Só que a Carta Portuguesa de Direitos Humanos na Era Digital (não consigo não rir sempre que escrevo este título) esquece a parte "de se informar e de ser informado". Que é, quase sempre, a tarefa mais complicada, uma espécie de prova olímpica de 2000 metros obstáculos, em que é preciso saltar 18 vezes uma barreira e cinco vezes um fosso.
Os obstáculos podem ser os mais variados, de telefones a e-mails, passando por secretárias e assessores, até à burocracia ou aos visados. Um dia escreverei um artigo sobre as perguntas que nunca tiveram resposta: do primeiro-ministro, de ministros, de deputados, da oposição, de governadores do Banco de Portugal.
Ao mesmo tempo que têm este comportamento, os governantes vão propondo - e a Assembleia da República vai aprovando - estratégias anticorrupção, entidades da transparência e comissões de tudo e de nada. A chamada areia para os olhos - ou ciência do faz-de-conta.
Melhor seria se, em vez de fazer leis sobre desinformação, os políticos tratassem de informar convenientemente, e isso não é fazer propaganda, é sujeitar-se ao exame público, a começar por dar resposta às questões que lhes são colocadas.
De resto, o que dizer desta informação tão contrária à realidade prestada por políticos ao longo do último ano:
- Ministro de Estado e dos Negócios Estrangeiros, Augusto Santos Silva, garante em entrevista à TVI que Portugal se tem aproximado do objectivo dos 2% em despesas militares. Em 2019, apenas a Estónia cumpriu esse objectivo a atingir até 2024.
- Medina diz que Lisboa terá 6000 casas de renda acessível até Setembro/Outubro, mas CML entrega 392;
- Siza Vieira afirma no Parlamento que "em 2019, 23 mil empresas encerraram. Em 2020 foram menos as que encerraram", mas números do INE mostram que em 2020 foram dissolvidas menos 87 empresas do que em 2019 e constituídas menos 10.951. Total empresas abertas em 2020: 36.541. Total de empresas abertas em 2019: 47.492 empresas. Total de empresas encerradas em 2020: 16.941. Total de empresas fechadas em 2019: 17.028.

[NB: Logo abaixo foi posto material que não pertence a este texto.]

PR #297, opened 2024-11-06
feat(its-factory): allow minter to be arbitrary bytes for remote token deployment

ahramy:
[AXE-6319](https://axelarnetwork.atlassian.net/browse/AXE-6319)

[AXE-6319]: https://axelarnetwork.atlassian.net/browse/AXE-6319?atlOrigin=eyJpIjoiNWRkNTljNzYxNjVmNDY3MDlhMDU5Y2ZhYzA5YTRkZjUiLCJwIjoiZ2l0aHViLWNvbS1KU1cifQ

### DIFF
--- a/contracts/InterchainTokenFactory.sol
+++ b/contracts/InterchainTokenFactory.sol
@@ -155,23 +155,21 @@ contract InterchainTokenFactory is IInterchainTokenFactory, ITokenManagerType, M
     /**
      * @notice Deploys a remote interchain token on a specified destination chain.
      * @param salt The unique salt for deploying the token.
-     * @param localMinter TBD
-     * @param remoteMinter TBD
+     * @param remoteMinter The calldata representing the minter's address on the remote chain. Must be empty if no minter is specified.
+     * Reverts if the msg.sender does not have mint permission for the token.
      * @param destinationChain The name of the destination chain.
      * @param gasValue The amount of gas to send for the deployment.
      * @return tokenId The tokenId corresponding to the deployed InterchainToken.
      */
     function deployRemoteInterchainToken(
         bytes32 salt,
-        address localMinter,
-        address remoteMinter,
+        bytes memory remoteMinter,
         string memory destinationChain,
         uint256 gasValue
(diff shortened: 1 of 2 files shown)


contracts/InterchainTokenFactory.sol
```diff
@@ -181,14 +182,19 @@ contract InterchainTokenFactory is IInterchainTokenFactory, ITokenManagerType, M
         tokenSymbol = token.symbol();
         tokenDecimals = token.decimals();
 
-        if (minter != address(0)) {
-            if (!token.isMinter(minter)) revert NotMinter(minter);
-            if (minter == address(interchainTokenService)) revert InvalidMinter(minter);
+        if (localMinter != address(0)) {
```
Foivos, line 185: What is the point of localMinter? You do some checks with it and do nothing with it, so there's not reason to not pass `address(0)` to the function.

ahramy: had discussion, updated PR

contracts/InterchainTokenFactory.sol
```diff
@@ -207,13 +204,14 @@ contract InterchainTokenFactory is IInterchainTokenFactory, ITokenManagerType, M
...
-        address minter,
+        address /*minter*/,
         string memory destinationChain,
         uint256 gasValue
     ) external payable returns (bytes32 tokenId) {
         if (bytes(originalChainName).length != 0) revert NotSupported();
+        bytes memory minter_ = new bytes(0);
 
-        tokenId = deployRemoteInterchainToken(salt, minter, destinationChain, gasValue);
+        tokenId = deployRemoteInterchainToken(salt, minter_, destinationChain, gasValue);
```
Foivos, line 214: this is incosistent with the other function. I think we should not have the same function name twice in the same contract anyway, and this function does nothing for now, since the additional parameter has to be empty. If you wanna add the parameter now and support it later then maybe remove the other function completely. If you need both you should have an internal function that executes the logic and have both external functions call it to avoid the extra external call, which I think is what happens here (test this i might be wrong).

- António Costa afirma que “depois do treino que fizemos este ano lectivo [2019/20], estamos preparados para desempenhar ainda melhor o próximo". Não estavam, como se percebeu no ano escolar a decorrer;
- Ministro da Educação, Tiago Brandão Rodrigues, anuncia computadores para todos. O programa Escola Digital continua por cumprir;
- Ministro do Ambiente, João Pedro Matos Fernandes, nega sobrelotação nos transportes públicos e risco acrescido de contágio de Covid-19. Realidade e peritos mostram o contrário;
- Ministra da Saúde, Marta Temido, garante vacina contra a gripe a todos os que a quiserem tomar. Faltaram vacinas.
- Presidente da República, Marcelo Rebelo de Sousa, garante que todos terão acesso à vacina da gripe. Não tiveram.
- Assembleia da República aprova decreto para agilizar contratação pública. No Parlamento, o deputado do PSD Jorge Salgueiro Mendes afirma que comissão terá custo zero. No entanto, o diploma prevê remunerações.
- PS divulga gráfico nas redes sociais. Foi em Fevereiro, pouco antes de Portugal ter os piores números da União Europeia em matéria Covid-19;
A lista é infindável e abrange os mais diversos temas. O Estado que "incentiva a atribuição de selos de qualidade por entidades fidedignas dotadas do estatuto de utilidade pública" à comunicação social é o mesmo que cala e contribui tantas vezes para desinformar (e até paga para serem produzidas notícias, como define o contrato celebrado pela presidência portuguesa do Conselho da União Europeia com a agência Lusa, no valor de 98.813€). Gostaria de saber que selo atribuiria o governo a tudo isto.